How to complete this task: In the data that follows, give the number of lines containing the word "writer". Offer no additional comment.

Data provided START

Issue #4452, opened 2019-12-14
Unable to retrieve cache contents while sync-ing to Tier2


andreipaduroiu:
**Problem description**
This occasionally happens, which causes the container to restart. No data loss.

```
io.pravega.segmentstore.server.DataCorruptionException: Unable to retrieve CacheContents for 'AggregatedAppend: SegmentId = 1, Offsets = [249399-249626), SeqNo = 17626147'.
	at io.pravega.segmentstore.server.writer.SegmentAggregator.getFlushArgs(SegmentAggregator.java:826)
	at io.pravega.segmentstore.server.writer.SegmentAggregator.flushPendingAppends(SegmentAggregator.java:754)
	at io.pravega.segmentstore.server.writer.SegmentAggregator.lambda$flushExcess$14(SegmentAggregator.java:696)
	at io.pravega.common.concurrent.Futures$Loop.call(Futures.java:729)
	at io.pravega.common.concurrent.Futures$Loop.call(Futures.java:698)
	at io.pravega.common.concurrent.Futures.runOrFail(Futures.java:589)
	at io.pravega.common.concurrent.Futures$Loop.run(Futures.java:742)
```

**Problem location**
Segment Store.

**Suggestions for an improvement**
TBD

andreipaduroiu:
This has been root-caused to a concurrency between a Read Index Append and Read Index eviction.

Summary:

Data provided END

Response area: 3